What HR software in India is accessible to blind users?

Darwinbox has accessibility features compatible with JAWS and NVDA. SAP SuccessFactors and Zoho People both have screen-reader-compatible modes. Microsoft Excel and Word, used for HR analytics and documentation, are fully accessible with JAWS or NVDA. When evaluating an employer, ask about their HRMS and request a demo login to test accessibility before joining.

What HR specialisations suit visually impaired professionals?

Talent acquisition, employee relations, learning and development, culture and engagement, HR analytics, and HR business partnering are excellent fits. These roles emphasise listening, judgment, analytical thinking, and relationship-building — all areas where visually impaired professionals consistently excel. Avoid roles where the primary output is visual document design (e.g., pure L&D content creation using graphics-heavy tools) unless you have a design partner.

How does a visually impaired HR professional handle in-person job interviews?

Request a structured interview format (fixed questions, no visual test components) when confirming the interview.

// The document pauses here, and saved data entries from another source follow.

PR #250, opened 2015-06-02
CDI-499 Async events

antoinesd:
First draft for Async events proposal


jharting:
This proposal lacks certain parts:
* invocation context definition for async delivery
* thread-safety guarantees for events and observers
* does not deal with possibly multiple exceptions being thrown in async event delivery

antoinesd:
Yes @jharting, aspect are missing. That's why it's a draft. Now the true challenge is to bring proposal for these lacking aspects ;).

Regarding Exception, `CompletionStage` provides `handle` and `exceptionally` methods. That's why I wrote:

> Exception can be handled with standard `CompletionStage` methods.

I could have mentioned `handle` and `exceptionally` in my text. But beyond that I don't think useful to reinvent exception handling in async operation unless we don't use JDK 8 API...

jharting:
@antoinesd yes, not doubts about that. My point was that the this proposal, unless I misinterpret it, allows multiple observers resolved for a particular event to be notified of this event in parallel threads. In such case it may happen that these parallel executions yield more than one exception. The proposal however only talks about a single exception as if the observers were invoked sequentially. It IMHO misses the case of more than one exception.

antoinesd:
Ok I get it @jharting. Using handle will only treat the first exception happening in the pipeline. We should have an `handle()` after each `thenApply()`. I see 2 solutions to deal with that:

1. add a signature for fireAsync() allowing to pass a consumer method provided by user. This method will be used internally to `handle()` each observer execution. Something like `thenApply().handle().thenApply()...` (or `exceptionally`) internally

2. provide a hook (via extension?) to event bus allowing addition of these handle methods. Seems a lot more complex and fuzzy than 1...

spec/src/main/doc/events.asciidoc
```diff
@@ -73,6 +73,26 @@ else {
...
+----
+@Inject Event<LoggedInEvent> loggedInEvent;
+
+public void login() {
+    ...
+    loggedInEvent.fireAsync( new LoggedInEvent(user) );
+}
+----
+
+When an event is fired asynchronously, all the observers are called in one or more different thread than the one in which `fireAsync()` was called.
```
mp911de: s/thread/threads

spec/src/main/doc/events.asciidoc
```diff
@@ -292,14 +318,23 @@ The event parameter may be an array type whose component type contains a type va
...
 ----
 public void afterLogin(@Observes LoggedInEvent event) { ... }
+
+public void asyncAfterLogin(@ObservesAsync LoggedInEvent event) { ... }
 ----
 
-If a method has more than one parameter annotated +@Observes+, the container automatically detects the problem and treats it as a definition error.
+If a method has more than one parameter annotated +@Observes+ or `@ObservesAsync`, the container automatically detects the problem and treats it as a definition error.
+
+if a method has one parameter annotated +@Observes+ and one parameter annotated `@ObservesAsync`, the container automatically detects the problem and treats it as a definition error.
```
mp911de: s/if/If

spec/src/main/doc/events.asciidoc
```diff
@@ -425,6 +460,7 @@ Any observer method called before completion of a transaction may call +setRollb
 Observer methods may throw exceptions:
 
 * If the observer method is a transactional observer method, any exception is caught and logged by the container.
+* If the observer method is asynchronous, the exception aborts processing of the observer. Exception can be handled with standard `CompletionStage` methods.
```
mp911de: s/Exception/Exceptions

spec/src/main/doc/events.asciidoc
```diff
@@ -84,6 +104,8 @@ The +Event+ interface provides a method for firing events with a specified combi
 public interface Event<T> {
       
     public void fire(T event);
+    public CompletionStage<void> fireAsync(T event);
```
mp911de: primitive `void` is not allowed here. You need to use `Void` type.

api/src/main/java/javax/enterprise/event/Event.java
```diff
@@ -100,6 +100,30 @@
 
     /**
      * <p>
+     * Fires an event with the specified qualifiers and notifies observers.
```
jharting: This should be expanded.

api/src/main/java/javax/enterprise/event/Event.java
```diff
@@ -100,6 +100,30 @@
...
+     * </p>
+     *
+     * @param event the event object
+     * @throws IllegalArgumentException if the runtime type of the event object contains a type variable
+     * @throws FireAsyncException   if a notified observer throws a checked exception, it will be wrapped and rethrown as an
+     *                                  (unchecked) {@link FireAsyncException}
+     */
+    public void fireAsync(T event);
```
jharting: the method signature does not match the one introduced in the specification document

api/src/main/java/javax/enterprise/event/Event.java
```diff
@@ -100,6 +100,30 @@
 
     /**
      * <p>
+     * Fires an event with the specified qualifiers and notifies observers.
+     * </p>
+     *
+     * @param event the event object
+     * @throws IllegalArgumentException if the runtime type of the event object contains a type variable
+     * @throws FireAsyncException   if a notified observer throws a checked exception, it will be wrapped and rethrown as an
```
jharting: This is wrong. An async observer method may throw an exception after this method has already returned.

api/src/main/java/javax/enterprise/event/Event.java
```diff
@@ -100,6 +100,30 @@
...
+     *                                  (unchecked) {@link FireAsyncException}
+     */
+    public void fireAsync(T event);
+
+    /**
+     * <p>
+     * Fires an event with the specified qualifiers and notifies observers.
+     * </p>
+     *
+     * @param event the event object
```
jharting: executor param missing

api/src/main/java/javax/enterprise/event/Event.java
```diff
@@ -100,6 +100,30 @@
...
+     * @throws IllegalArgumentException if the runtime type of the event object contains a type variable
+     * @throws FireAsyncException   if a notified observer throws a checked exception, it will be wrapped and rethrown as an
+     *                                  (unchecked) {@link FireAsyncException}
+     */
+    public void fireAsync(T event, Executor executor);
```
jharting: same signature mismatch as above

api/src/main/java/javax/enterprise/event/FireAsyncException.java
```diff
@@ -0,0 +1,34 @@
+package javax.enterprise.event;
+
+/**
+ * <p>
+ * This Exception all exceptions that occurred during notification of async observers of an event.
```
jharting: a verb is missing in the first part of the sentence

api/src/main/java/javax/enterprise/inject/spi/BeanManager.java
```diff
@@ -229,6 +230,41 @@
...
+     * @throws IllegalArgumentException if two instances of the same qualifier type are given
+     * @throws IllegalArgumentException if an instance of an annotation that is not a qualifier type is given
+     * @throws IllegalArgumentException if the runtime type of the event object is assignable to the type of a container
+     *                                  lifecycle event
+     * @throws FireAsyncException       if a notified observer throws an exception, it will be caught and added
+     *                                  as a suppressed exception in a {@link FireAsyncException}.
+     *                                  This exception will be launch at the end of the notification pipeline
+     * @since 2.0
+     */
+    public void fireAsyncEvent(Object event, Annotation... qualifiers);
```
mp911de: Missing return value `CompletionStage<U>`

api/src/main/java/javax/enterprise/inject/spi/BeanManager.java
```diff
@@ -229,6 +230,41 @@
...
+     * @throws IllegalArgumentException if two instances of the same qualifier type are given
+     * @throws IllegalArgumentException if an instance of an annotation that is not a qualifier type is given
+     * @throws IllegalArgumentException if the runtime type of the event object is assignable to the type of a container
+     *                                  lifecycle event
+     * @throws FireAsyncException       if a notified observer throws an exception, it will be caught and added
+     *                                  as a suppressed exception in a {@link FireAsyncException}.
+     *                                  This exception will be launch at the end of the notification pipeline
+     * @since 2.0
+     */
+    public void fireAsyncEvent(Object event, Executor executor, Annotation... qualifiers);
```
mp911de: Missing return value `CompletionStage<Object>`

api/src/main/java/javax/enterprise/event/Event.java
antoinesd: Yes. I obviously lost a commit in my rebases :-( . Looking for it right now

spec/src/main/doc/events.asciidoc
```diff
@@ -122,7 +148,9 @@ If two instances of the same qualifier type are passed to +select()+, an +Illega
 
 If an instance of an annotation that is not a qualifier type is passed to +select()+, an +IllegalArgumentException+ is thrown.
 
-The method +fire()+ fires an event with the specified qualifiers and notifies observers, as defined by <<observer_notification>>. If the container is unable to resolve the parameterized type of the event object, it uses the specified type to infer the parameterized type of the event types.
+The methods +fire()+ and `fireAsync()` fire an event with the specified qualifiers and notifies observers, as defined by <<observer_notification>>. If the container is unable to resolve the parameterized type of the event object, it uses the specified type to infer the parameterized type of the event types.
```
jharting: s/notifies/notify

spec/src/main/doc/events.asciidoc
```diff
@@ -122,7 +148,9 @@ If two instances of the same qualifier type are passed to +select()+, an +Illega
...
+
+The method `fireAsync()` may be called with a specific `Executor` object to be used to invoke observers method. The container should provide a default `Executor` when `fireAsync()` is called without specifying one.
```
jharting: We should specify a case when the given executor is not capable of executing observer notifications (e.g. shut down). Should the fireAsync method throw something right away?

spec/src/main/doc/events.asciidoc
```diff
@@ -288,18 +318,31 @@ The event parameter type may contain a type variable or wildcard.
 
 The event parameter may be an array type whose component type contains a type variable or a wildcard.
 
+Modifications made to the event parameter in an observer method are propagated to following observers and notification point.
```
jharting: what is "notification point"?

spec/src/main/doc/events.asciidoc
```diff
@@ -288,18 +318,31 @@ The event parameter type may contain a type variable or wildcard.
...
+The container is not required to guarantee a consistent state for an event parameter modified by asynchronous observers.
```
jharting: This kind of contradicts the previous statement or am I missing something?

spec/src/main/doc/events.asciidoc
```diff
@@ -288,18 +318,31 @@ The event parameter type may contain a type variable or wildcard.
...
 ----
 public void afterLogin(@Observes LoggedInEvent event) { ... }
+
+public void asyncAfterLogin(@ObservesAsync LoggedInEvent event) { ... }
 ----
 
-If a method has more than one parameter annotated +@Observes+, the container automatically detects the problem and treats it as a definition error.
+If a method has more than one parameter annotated +@Observes+ or `@ObservesAsync`, the container automatically detects the problem and treats it as a definition error.
+
+If a method has one parameter annotated +@Observes+ and one parameter annotated `@ObservesAsync`, the container automatically detects the problem and treats it as a definition error.
```
jharting: This is already included in the preceeding statement, isn't it?

spec/src/main/doc/events.asciidoc
```diff
@@ -425,11 +472,36 @@ Any observer method called before completion of a transaction may call +setRollb
 Observer methods may throw exceptions:
 
 * If the observer method is a transactional observer method, any exception is caught and logged by the container.
+* If the observer method is asynchronous, the exception aborts processing of the observer. Exception management during an asynchronous event is defined in <<async_exception>>.
```
jharting: What about other asynchronous observers in such case? Must, may or mustn't they be aborted also?

spec/src/main/doc/events.asciidoc
```diff
@@ -425,11 +472,36 @@ Any observer method called before completion of a transaction may call +setRollb
...
 
 
 For a custom implementation of the +ObserverMethod+ interface defined in <<observer_method>>, the container must call +getTransactionPhase()+ to determine if the observer method is transactional observer method, and +notify()+ to invoke the method.
 
+[[async_exception]]
+
+==== Handling multiple exceptions thrown during an asynchronous event
+
+If an event is asynchronous, and one or more exception occurred in notified observers, the container must throw a `FireAsyncException`.
+`FireAsyncException` contains all suppressed exception launch by observers. They can be accessed as an array of `throwable` with the `getSuppressed` method.
```
jharting: s/exception/exceptions
s/launch/thrown
s/handle/handled
s/method/methods

spec/src/main/doc/events.asciidoc
```diff
@@ -451,6 +523,10 @@ The order of more than one observer with the same priority is undefined and the
 
 The transaction context, client security context and lifecycle contexts active when an observer method is invoked depend upon what kind of observer method it is.
 
+* If the observer method is asynchronous, it is called:
+ ** in the same client security context as invocation of `Event.fireAsync()` or `BeanManager.fireAsync()`, and
+ ** in an unspecified transaction context, and
+ ** within a new lifecycle for request context, session context and conversation context.
```
jharting: Are these supposed to be some dummy session and coversation contexts serving the single event delivery only? Are these really needed?

jharting:
How can an extension-provided observer method identify itself as sync/async?

spec/src/main/doc/events.asciidoc
antoinesd: Previous line was for synchronous observer, this one is to state that container doesn't provide thread safety for payload modified in async observer.
The idea is to say "if user manage to have a thread safe payload" modification will be taken into account".
Better formulation is of course welcome.

spec/src/main/doc/events.asciidoc
antoinesd: the returns of fireAsync(). I remove the mention.

spec/src/main/doc/events.asciidoc
antoinesd: yes, I remove this last one.

spec/src/main/doc/events.asciidoc
antoinesd: Yes, we can say they are dummy. Do you suggest to forbid (exception thrown) injection of bean in these scopes?

antoinesd:
@jharting, thanks for the precise feedback. I'm adding a `isAsync` method to `ObserverMethod`. I probably have other points to add to spi chapter.

spec/src/main/doc/events.asciidoc
mkouba: I think that session and conversation contexts should be probably inactive during async delivery...

api/src/main/java/javax/enterprise/event/Event.java
```diff
@@ -100,6 +106,36 @@
 
     /**
      * <p>
+     * Fires an event asynchronously with the specified qualifiers and notifies synchronous and asynchronous observers.
+     * </p>
+     *
+     * @param event the event object
+     * @throws IllegalArgumentException if the runtime type of the event object contains a type variable
+     * @throws FireAsyncException   if a notified observer throws an exception, it will be caught and added
```
jharting: Is this exception supposed to be thrown out of the fireAsync method or is the completion stage supposed to fail with it?

api/src/main/java/javax/enterprise/event/FireAsyncException.java
```diff
@@ -0,0 +1,34 @@
+package javax.enterprise.event;
+
+/**
+ * <p>
+ * This Exception list all exceptions that occurred during notification of async observers of an event.
```
jharting: s/Exception/exception
s/list/?

jharting: If this exception is relevant to exceptions thrown out of async observers only, we should define what happens with exceptions raised by sync observers.

api/src/main/java/javax/enterprise/inject/spi/BeanManager.java
```diff
@@ -229,6 +231,41 @@
...
+     * @throws IllegalArgumentException if two instances of the same qualifier type are given
+     * @throws IllegalArgumentException if an instance of an annotation that is not a qualifier type is given
+     * @throws IllegalArgumentException if the runtime type of the event object is assignable to the type of a container
+     *                                  lifecycle event
+     * @throws FireAsyncException       if a notified observer throws an exception, it will be caught and added
+     *                                  as a suppressed exception in a {@link FireAsyncException}.
+     *                                  This exception will be thrown at the end of the notification pipeline
+     * @since 2.0
+     */
+    public CompletionStage<Object> fireAsyncEvent(Object event, Annotation... qualifiers);
```
jharting: We can probably be more type-safe by propagating the event type to the return type.

api/src/main/java/javax/enterprise/inject/spi/BeanManager.java
```diff
@@ -229,6 +231,41 @@
     public void fireEvent(Object event, Annotation... qualifiers);
 
     /**
+     * Fire an asynchronous event and notify observers.
```
jharting: Do we need these methods on BeanManager as well? I know that fireEvent() is already duplicated since CDI 1.0 though I am wondering if we want to follow this. The BeanManager already has way too many methods. In addition, the CDI 1.0 fireEvent() method makes sense on BeanManager since it allows events to be fired from extensions (where Event built-in bean cannot be injected). With fireAsync() there may not be the need.

api/src/main/java/javax/enterprise/event/Event.java
antoinesd: From what I understand, CompletionStage doesn't fail, it allows to handle exception with handle() or exceptionally(). As describe in spec I think the last step in the async event pipeline building would be to check if we filled suppressedException in a FireAsyncExcetion created for the execution and if it's the case throw the exception. User will be able to handle this exception and dig thru the suppressed exceptions.

api/src/main/java/javax/enterprise/inject/spi/BeanManager.java
antoinesd: I think it can be useful for code outside CDI. For instance user can get beanmanager from JNDI and fire an event asynchronously to trigger code in the bean graph without having to add CDI code to the calling module.

spec/src/main/doc/events.asciidoc
antoinesd: and why not request @mkouba?

mkouba: Well, the request context is not HTTP-specific. E.g. it's active during any asynchronous method invocation of any EJB..

api/src/main/java/javax/enterprise/event/Event.java
jharting: Yes, I used a wrong term. I meant "completeExceptionally" instead of fail.

So if my understanding is correct then `fireAsync` never throws an exception (even though Javadoc says so). Instead, if any of the synchronous or asynchronous observers throws an exception then the resulting CompletionStage is completed exceptionally with FireAsyncException that wraps all the exceptions raised by observers. If no exception is thrown by observers then the resulting CompletionStage is completed normally with the event payload.

If this is a correct understanding then it should be specified in the spec and Javadoc more explicitly.

api/src/main/java/javax/enterprise/inject/spi/BeanManager.java
jharting: I see. Perhaps having a `BeanManager.event()` or `getEvent()` method that returns an `Event<Object>` object could prevent API swell up?

api/src/main/java/javax/enterprise/event/Event.java
antoinesd: Yes that's exactly the expected behavior. I'll try to rework that to be more precise on that point.

api/src/main/java/javax/enterprise/inject/spi/BeanManager.java
antoinesd: Good idea. I remove the fireAsyncEvent and add a the method. It would deprecate beanManager#fireEvent as well.

nykolaslima:
Hello guys,

This feature is going to be released only in CDI 2.0?

antoinesd:
Hi Nykolas,


Yes, for 2 reasons:

- In Java EE new features are never back ported in earlier version
- this feature rely on Java 8 and other CDI version are but on Java 6 and 7.

Why this question ?

Antoine

nykolaslima:
I'm developing a new feature in my system and async events would help a lot. There is a expected release date for it?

Arrive with a clear verbal introduction of your working setup: "I use JAWS as my screen reader and conduct all my documentation work digitally — happy to walk you through my workflow." This proactively addresses logistical questions and demonstrates the self-organisation that HR work requires.

Are there HR certifications accessible to visually impaired professionals in India?

SHRM (Society for Human Resource Management) certifications are available with testing accommodations for visually impaired candidates — contact SHRM directly for details. XLRI's online HR programmes are partially accessible with screen readers. NHRDN (National HRD Network) certifications have accommodation options. For government-sector HR roles, UPSC and state PSC exams offer scribes and extended time for visually impaired candidates.